§ **YOUR ASSIGNMENT**:
Where does the word "actually" appear in the data? Copy every line that holds it.

§ **SUPPLIED RECORDS**:
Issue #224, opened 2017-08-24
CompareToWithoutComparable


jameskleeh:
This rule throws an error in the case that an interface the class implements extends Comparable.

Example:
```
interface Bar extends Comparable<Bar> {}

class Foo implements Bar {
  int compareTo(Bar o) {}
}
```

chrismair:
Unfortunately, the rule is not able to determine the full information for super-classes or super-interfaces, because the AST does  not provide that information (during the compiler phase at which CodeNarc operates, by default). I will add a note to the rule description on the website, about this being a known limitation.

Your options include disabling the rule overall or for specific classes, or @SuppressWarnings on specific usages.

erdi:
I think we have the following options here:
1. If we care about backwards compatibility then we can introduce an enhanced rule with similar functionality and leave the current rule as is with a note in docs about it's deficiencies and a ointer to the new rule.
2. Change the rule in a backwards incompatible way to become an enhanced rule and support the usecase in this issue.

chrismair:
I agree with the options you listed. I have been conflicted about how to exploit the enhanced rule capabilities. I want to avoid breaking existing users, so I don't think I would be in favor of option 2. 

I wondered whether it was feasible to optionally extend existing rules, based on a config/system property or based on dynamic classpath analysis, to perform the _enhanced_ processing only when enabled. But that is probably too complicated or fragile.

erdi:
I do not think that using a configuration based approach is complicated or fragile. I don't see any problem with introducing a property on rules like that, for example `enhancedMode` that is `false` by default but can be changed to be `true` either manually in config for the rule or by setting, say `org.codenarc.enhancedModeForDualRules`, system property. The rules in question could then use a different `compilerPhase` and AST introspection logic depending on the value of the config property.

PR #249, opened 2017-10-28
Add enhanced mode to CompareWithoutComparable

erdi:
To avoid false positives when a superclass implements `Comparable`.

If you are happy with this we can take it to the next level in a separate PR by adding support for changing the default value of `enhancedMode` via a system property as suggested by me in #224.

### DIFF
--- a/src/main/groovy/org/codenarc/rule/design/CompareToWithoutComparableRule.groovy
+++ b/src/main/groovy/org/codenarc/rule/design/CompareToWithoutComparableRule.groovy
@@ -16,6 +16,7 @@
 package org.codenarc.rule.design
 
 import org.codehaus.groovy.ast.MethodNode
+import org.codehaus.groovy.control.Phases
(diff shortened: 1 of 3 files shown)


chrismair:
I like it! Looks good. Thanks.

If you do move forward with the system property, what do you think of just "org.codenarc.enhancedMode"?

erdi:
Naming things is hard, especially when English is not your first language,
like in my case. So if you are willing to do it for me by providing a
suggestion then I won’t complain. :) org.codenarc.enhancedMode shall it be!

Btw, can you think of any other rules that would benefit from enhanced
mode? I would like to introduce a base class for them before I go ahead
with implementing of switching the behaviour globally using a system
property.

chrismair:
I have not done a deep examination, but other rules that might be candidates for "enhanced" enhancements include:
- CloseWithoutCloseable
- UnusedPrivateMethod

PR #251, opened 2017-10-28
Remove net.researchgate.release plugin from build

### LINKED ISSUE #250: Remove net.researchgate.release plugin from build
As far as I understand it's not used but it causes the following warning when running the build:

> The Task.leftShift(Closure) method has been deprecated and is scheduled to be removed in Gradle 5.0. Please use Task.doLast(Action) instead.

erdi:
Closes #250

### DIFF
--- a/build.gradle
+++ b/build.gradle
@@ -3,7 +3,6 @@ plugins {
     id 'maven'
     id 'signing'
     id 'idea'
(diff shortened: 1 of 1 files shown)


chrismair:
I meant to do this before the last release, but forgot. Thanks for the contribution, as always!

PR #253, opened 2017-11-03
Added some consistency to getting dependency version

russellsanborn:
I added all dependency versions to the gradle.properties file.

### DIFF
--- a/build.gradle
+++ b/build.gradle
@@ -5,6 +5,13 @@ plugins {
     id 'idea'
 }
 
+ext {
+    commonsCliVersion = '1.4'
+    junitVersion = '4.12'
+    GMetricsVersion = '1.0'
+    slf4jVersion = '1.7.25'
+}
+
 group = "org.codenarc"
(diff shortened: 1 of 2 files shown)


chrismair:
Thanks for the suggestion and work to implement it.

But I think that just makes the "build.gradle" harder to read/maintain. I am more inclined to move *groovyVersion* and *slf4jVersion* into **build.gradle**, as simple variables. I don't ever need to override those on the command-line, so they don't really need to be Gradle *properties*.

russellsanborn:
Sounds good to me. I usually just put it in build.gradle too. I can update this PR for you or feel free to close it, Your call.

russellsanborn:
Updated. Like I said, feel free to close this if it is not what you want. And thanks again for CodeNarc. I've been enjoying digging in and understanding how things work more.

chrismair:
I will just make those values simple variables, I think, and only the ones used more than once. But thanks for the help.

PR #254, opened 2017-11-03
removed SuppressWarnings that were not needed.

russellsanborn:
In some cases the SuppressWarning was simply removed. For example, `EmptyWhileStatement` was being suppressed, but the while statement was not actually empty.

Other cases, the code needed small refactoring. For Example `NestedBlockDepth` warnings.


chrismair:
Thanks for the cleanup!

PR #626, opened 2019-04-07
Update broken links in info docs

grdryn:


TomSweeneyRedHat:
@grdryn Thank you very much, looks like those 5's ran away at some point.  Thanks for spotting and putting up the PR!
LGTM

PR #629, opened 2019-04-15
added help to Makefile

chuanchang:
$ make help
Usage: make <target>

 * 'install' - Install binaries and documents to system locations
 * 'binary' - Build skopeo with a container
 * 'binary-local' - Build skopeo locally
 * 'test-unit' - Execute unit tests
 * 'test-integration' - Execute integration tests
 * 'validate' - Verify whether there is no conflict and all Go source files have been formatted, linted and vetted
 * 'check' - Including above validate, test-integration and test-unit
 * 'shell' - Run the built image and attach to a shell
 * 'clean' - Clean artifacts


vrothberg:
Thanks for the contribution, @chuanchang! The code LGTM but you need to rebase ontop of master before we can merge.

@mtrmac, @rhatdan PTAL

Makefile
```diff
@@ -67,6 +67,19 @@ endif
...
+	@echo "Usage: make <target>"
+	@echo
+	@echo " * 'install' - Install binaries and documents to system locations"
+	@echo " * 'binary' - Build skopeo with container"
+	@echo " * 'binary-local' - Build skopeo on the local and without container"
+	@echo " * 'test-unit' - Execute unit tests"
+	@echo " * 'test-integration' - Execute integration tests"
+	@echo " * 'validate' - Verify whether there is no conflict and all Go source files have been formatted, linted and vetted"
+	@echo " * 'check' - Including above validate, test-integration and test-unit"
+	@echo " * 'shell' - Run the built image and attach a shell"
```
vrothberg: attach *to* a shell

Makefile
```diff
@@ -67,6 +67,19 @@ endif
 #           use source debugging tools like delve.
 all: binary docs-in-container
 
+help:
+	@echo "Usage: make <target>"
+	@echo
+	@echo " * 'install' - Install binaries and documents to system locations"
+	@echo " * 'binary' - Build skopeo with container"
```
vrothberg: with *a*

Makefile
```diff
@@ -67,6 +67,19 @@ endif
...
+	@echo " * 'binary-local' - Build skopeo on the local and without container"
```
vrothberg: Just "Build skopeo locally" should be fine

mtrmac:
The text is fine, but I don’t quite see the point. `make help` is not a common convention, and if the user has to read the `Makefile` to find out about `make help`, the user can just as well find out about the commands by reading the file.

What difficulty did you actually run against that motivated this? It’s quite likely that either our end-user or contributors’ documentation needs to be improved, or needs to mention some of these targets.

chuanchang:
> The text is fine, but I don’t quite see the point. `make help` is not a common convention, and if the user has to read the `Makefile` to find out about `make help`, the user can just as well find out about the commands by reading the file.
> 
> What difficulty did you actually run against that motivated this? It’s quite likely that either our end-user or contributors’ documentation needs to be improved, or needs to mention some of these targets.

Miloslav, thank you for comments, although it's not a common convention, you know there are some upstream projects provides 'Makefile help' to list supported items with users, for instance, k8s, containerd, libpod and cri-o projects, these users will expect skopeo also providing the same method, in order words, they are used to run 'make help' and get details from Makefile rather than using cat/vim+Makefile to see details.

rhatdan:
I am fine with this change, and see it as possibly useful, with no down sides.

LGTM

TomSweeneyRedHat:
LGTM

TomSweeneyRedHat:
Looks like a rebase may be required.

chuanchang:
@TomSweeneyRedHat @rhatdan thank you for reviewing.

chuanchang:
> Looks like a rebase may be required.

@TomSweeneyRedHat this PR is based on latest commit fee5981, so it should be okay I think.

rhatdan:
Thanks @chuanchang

§ **ANSWER BELOW**:
In some cases the SuppressWarning was simply removed. For example, `EmptyWhileStatement` was being suppressed, but the while statement was not actually empty.
What difficulty did you actually run against that motivated this? It’s quite likely that either our end-user or contributors’ documentation needs to be improved, or needs to mention some of these targets.
> What difficulty did you actually run against that motivated this? It’s quite likely that either our end-user or contributors’ documentation needs to be improved, or needs to mention some of these targets.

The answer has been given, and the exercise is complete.